Two days later, on May 13, the earth shook again at Pokharan but far less violently as India conducted two more tests. While shedding the coyness over India’s nuclear status, Vajpayee in an interview to india today explained: “We do not want to cover our action with a needless veil of ambiguity. India is now a nuclear weapon state. But our intentions were, are and will always be peaceful.”

When Pakistan retorted with six nuclear tests a fortnight after India’s 1998 explosions, Vajpayee was convinced that the tensions between the two countries would now reduce. He told an aide: “Now that we have demonstrat­ed that we both have nuclear weapons, we can’t afford to go to war. We will come closer to each other and it will open the road to cooperatio­n.”

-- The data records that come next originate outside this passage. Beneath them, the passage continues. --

Issue #308, opened 2019-05-10
Support Scala 2.13 RC1 and beyond


skonto:
`scrooge-serializer` is required by several projects, like chill which is used again by many other projects like Spark. Would be good to start supporting 2.13 as it will be soon out.

ayoub-benali:
tried to build but it seems to be blocked by this PR https://github.com/twitter/util/pull/248 at least

martijnhoekstra:
twitter/util is released, but not yet published.

As long as sbt is stuck on 1.1.4 for cross-publishing, we can't use sbt to build.

There is a draft for 2.13 support at https://github.com/twitter/scrooge/compare/develop...martijnhoekstra:213?expand=1  but I don't really understand the code so I'm not entirely sure it's correct, even though it's a minimal diff.

In addition, it relies on sbt 2.13.0-RC3 there to (hopefully?) avoid the sbt 1.2.8 issue. A stable sbt version would probably be much preferable. 1.1.4 doesn't work with scala 2.13

ayoub-benali:
> it relies on sbt 2.13.0-RC3 there to (hopefully?) 

You mean sbt `1.3.0-RC3` ?

I don't see a problem kicking off a PR with sbt `1.3.0-RC3` by the time we are about to merge it we either upgrade sbt or make an other PR later.

So far we are still blocked by https://github.com/twitter/util/issues/253

martijnhoekstra:
Right, `1.3.0-RC3`

Is it possible to coerce both in at the same time? It would be a shame if we had to wait for a 19.9 release of twitter util, and then miss the 19.9 release for scrooge, and have to bring it along with 19.10 if my branch is indeed sufficient.

ayoub-benali:
> Is it possible to coerce both in at the same time

Unless there is a valid reason to stick to sbt `1.1.4` we should push for an update. 

The release schedule you describe is very bad :/ 
Do all these lib need to be released at the exact same time ? Otherwise we might be able to release them all in the same month just with few hours/days of difference

martijnhoekstra:
Yeah, that's what I was asking about: is it possible to get both scrooge and util updated in the same release cycle.

ayoub-benali:
> Yeah, that's what I was asking about: is it possible to get both scrooge and util updated in the same release cycle.

@yufangong can you or other maintainers help with this ?

SethTisue:
twitter-util has now been published for 2.13

ayoub-benali:
[...]

PR #314, opened 2019-08-15
cross-build for 2.13

martijnhoekstra:
Problem

No 2.13 build

Solution

Add one


martijnhoekstra:
fixes https://github.com/twitter/scrooge/issues/308
blocked by https://github.com/twitter/util/issues/253

martijnhoekstra:
This is ready for review. Not everything builds on 2.13 yet; there are circular dependencies between scrooge-generator-tests and finagle. ping @cacoco

martijnhoekstra:
My approach here was fuzzing the code until it worked -- I had no idea what I was doing.

`$` in identifiers have been reserved for compiler internal use for quite a while (which probably means having it in user code is considered a bug), and migrating away is probably a good idea -- from the looks of things `$` never leaks out to a public interface, so it shouldn't break anything. I don't know if it will actually start emitting warnings or errors at some point.

I'm not qualified/available for that job though, as it will probably need to be done by someone who actually understands what the code is doing.

I could s/\$//g and see if the tests pass though.

mosesn:
oh, I see, the immutable$Map is a rename.  since it seems to be working let's keep it this way for now, and we'll clean it up later.  I have an internal ticket to clean up other $-related stuff in scrooge anyway.

PR #317, opened 2019-09-26
scrooge-linter: warn when function names are reserved words

gjfishman:
Problem

The Apache Thrift compiler will fail to compile if it encounters struct, field, or function names that contain reserved words from various programming languages. However, Scrooge will compile these files successfully. This can cause problems when one developer creates a service using Scrooge, and another developer tries to create a client for this service using Apache Thrift.

Solution

- Expanded the linter "Keywords" rule to include function names in addition to Struct and field names
- Added Javascript and Go keywords to the lists of keywords to warn on.

Result

Users will get a warning from the linter if they attempt to use a keyword as a function name.
Users will get a warning from the linter if they attempt to use a Javascript or Go keyword as a struct, field, or function name.

Problem

Explain the context and why you're making that change.  What is the
problem you're trying to solve? In some cases there is not a problem
and this can be thought of being the motivation for your change.

Solution

Describe the modifications you've done.

Result

What will change as a result of your pull request? Note that sometimes
this section is unnecessary because it is self-explanatory based on
the solution.

### DIFF
--- a/doc/src/sphinx/Linter.rst
+++ b/doc/src/sphinx/Linter.rst
@@ -10,9 +10,9 @@ To run the thrift linter with sbt:
 
 .. code-block:: bash
 
-    $ ./sbt 'scrooge-linter/run-main com.twitter.scrooge.linter.Main --help'
+    $ ./sbt 'scrooge-linter/runMain com.twitter.scrooge.linter.Main --help'
 
-    $ ./sbt 'scrooge-linter/run-main com.twitter.scrooge.linter.Main /path/to/thrift/file.thrift'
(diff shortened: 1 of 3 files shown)


mosesn:
Does Thrift have a mega-list of reserved keywords it shares across languages, or is it language-specific?  If there's a mega-list, can you link us to that list?

gjfishman:
Thrift has one big list for all languages: https://github.com/apache/thrift/blob/master/compiler/cpp/src/thrift/generate/t_generator.cc#L80

cacoco:
Merged in ca2ae718ca224434631e8b2809242e6bb5788ffa

Issue #44, opened 2013-02-08
Fully Qualified Type Names are not supported in struct/service defs


hbs:
We have a best practice of using fully qualified names when referencing a Thrift struct in another Thrift IDL, this practice is not supported by the Scrooge generator which therefore is not backward compatible with the standard Thrift compiler.

The standard Thrift compiler accepts the file name (minus the '.thrift' suffix) as a prefix for the structures used in another file, Scrooge doesn't :-( 

file: foo.bar.thrift.data.thrift

namespace java foo.bar.thrift.data

struct A {
  1: bool bool_field,
}

file: foo.var.thrift.services.thrift

namespace java foo.bar.thrift.services

include "foo.bar.thrift.data.thrift"

service Svc {
  list &lt; foo.bar.thrift.data.A &gt; get(1:string name)
}

Calling thrift --gen java:beans foo.bar.thrift.services.thrift correctly generates code when
scrooge -l java foo.bar.thrift.services.thrift (or foo.bar.thrift.*.thrift) produces the following error:

Exception in thread "main" com.twitter.scrooge.TypeNotFoundException: foo.bar.thrift.data.A
	at com.twitter.scrooge.TypeResolver$$anon$1.createMissingEntityException(TypeResolver.scala:74)
	at com.twitter.scrooge.EntityResolver.apply(TypeResolver.scala:60)
	at com.twitter.scrooge.TypeResolver.apply(TypeResolver.scala:274)
	at com.twitter.scrooge.TypeResolver.apply(TypeResolver.scala:201)
	at com.twitter.scrooge.TypeResolver.apply(TypeResolver.scala:204)
	at com.twitter.scrooge.TypeResolver.apply(TypeResolver.scala:197)
	at com.twitter.scrooge.TypeResolver.apply(TypeResolver.scala:185)
	at com.twitter.scrooge.TypeResolver$$anonfun$7.apply(TypeResolver.scala:171)
	at com.twitter.scrooge.TypeResolver$$anonfun$7.apply(TypeResolver.scala:171)
	at scala.collection.TraversableLike$$anonfun$map$1.apply(TraversableLike.scala:233)
	at scala.collection.TraversableLike$$anonfun$map$1.apply(TraversableLike.scala:233)
	at scala.collection.LinearSeqOptimized$class.foreach(LinearSeqOptimized.scala:59)
	at scala.collection.immutable.List.foreach(List.scala:76)
[...]

PR #318, opened 2020-01-29
Various fixes for scrooge-generator

chenzhuoyu:
# Problems

1. Enumeration class name conflicts with class members.

Consider the following IDL:

```thrift
enum OrganizationType {
    TYPE_A = 1
    TYPE_B = 2
}

struct Organization {
    1: OrganizationType OrganizationType
}
```

This will be converted to something like:

```java
{
    TList _list430 = iprot.readListBegin();
    this.OrganizationType = new ArrayList<OrganizationType>(_list430.size);
    for (int _i431 = 0; _i431 < _list430.size; ++_i431)
    {
        OrganizationType _elem432;
        _elem432 = OrganizationType.findByValue(iprot.readI32());
        //         ^--------------- this conflicts with the field name
        this.OrganizationType.add(_elem432);
    }
    iprot.readListEnd();
}
```

Which cannot compile.

2. Scrooge generates invalid string escape sequences when the field annotation contains certain characters.

For example:

```thrift
struct Foo {
    1: i32 bar (tag1 = "\"value\"")
}
```

This will be converted to something like:

```java
{
    Map<String, String> tmpFieldMap = new HashMap<String, String>();
    tmpFieldMap.put("tag1", "\&quote;value\&quote;");
    //                       ^------- invalid escape sequences
    tmpMap.put(_Fields.TENANT_ID, Collections.unmodifiableMap(tmpFieldMap));
}
```

3. Currently scrooge-generator does not support more than one dot in thrift file name.

This might be related to issue #44 , but since it's been 7 years, I decided to fix it myself.

Suppose we have a thrift file with the name `com.whatever.product.module1.thrift`:

```thrift
struct Foo {
    1: i32 foo_field;
}
```

... and another thrift file that includes `com.whatever.product.module1.thrift`: 

```thrift
include "com.whatever.product.module1.thrift"
struct Bar {
    1: com.whatever.product.module1.Foo bar_field;
}
```

This doesn't work with the current version of scrooge-generator.

# Solutions

1. By replacing the type name with a fully-qualified one solves the problem.
2. Mustache will html-escape everything that is wrapped by `{{...}}`. By replacing the `{{value}}` with `{{{value}}}` solves the problem.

Vajpayee would be both right and terribly wrong. Nine months later, on February 20, 1999, he made history by crossing over in a bus to Lahore in Pakistan for a summit meeting with Nawaz Sharif, his counterpar­t, to find ways to reduce tensions between the two countries and the chances of a nuclear conflict. It looked as if a breakthrou­gh had been achieved. But within months, Pakistan would betray that trust when its army in May made a determined bid to occupy the key heights in Kargil on the Indian side of the Line of Control. And even indulged in a bit of sabre-rattling by threatenin­g to use nuclear weapons if India dared to declare an all-out war.

Meanwhile, the US and several other European countries too had imposed sanctions against both India and Pakistan for conducting nuclear tests. Vajpayee had calculated for such an eventualit­y and said: “I had faith in the country’s inherent strength to withstand any difficulti­es that may arise out of the test. The fundamenta­ls of the economy were strong and on such issues I believe our people are ready to make any sacrifice for the security of the country.” He was right. For, in 2000, in a sign of reconcilia­tion, President Bill Clinton made his maiden visit to India—the first American head of state to do so in two decades.

Vajpayee’s clarity, conviction and foresight to conduct the tests would earn him a permanent place in India’s nuclear history and set the ball rolling for the Indo-US Civil Nuclear Agreement signed by his successor Dr Manmohan Singh in 2005 that would end the nuclear apartheid against India.

WHEN ASKED IF HE FELT CONFLICTED LIKE ARJUNA IN MAHABHARAT­A, VAJPAYEE SAID, ‘THERE WAS NO NEED FOR THOUGHT, WE HAD TO DO IT’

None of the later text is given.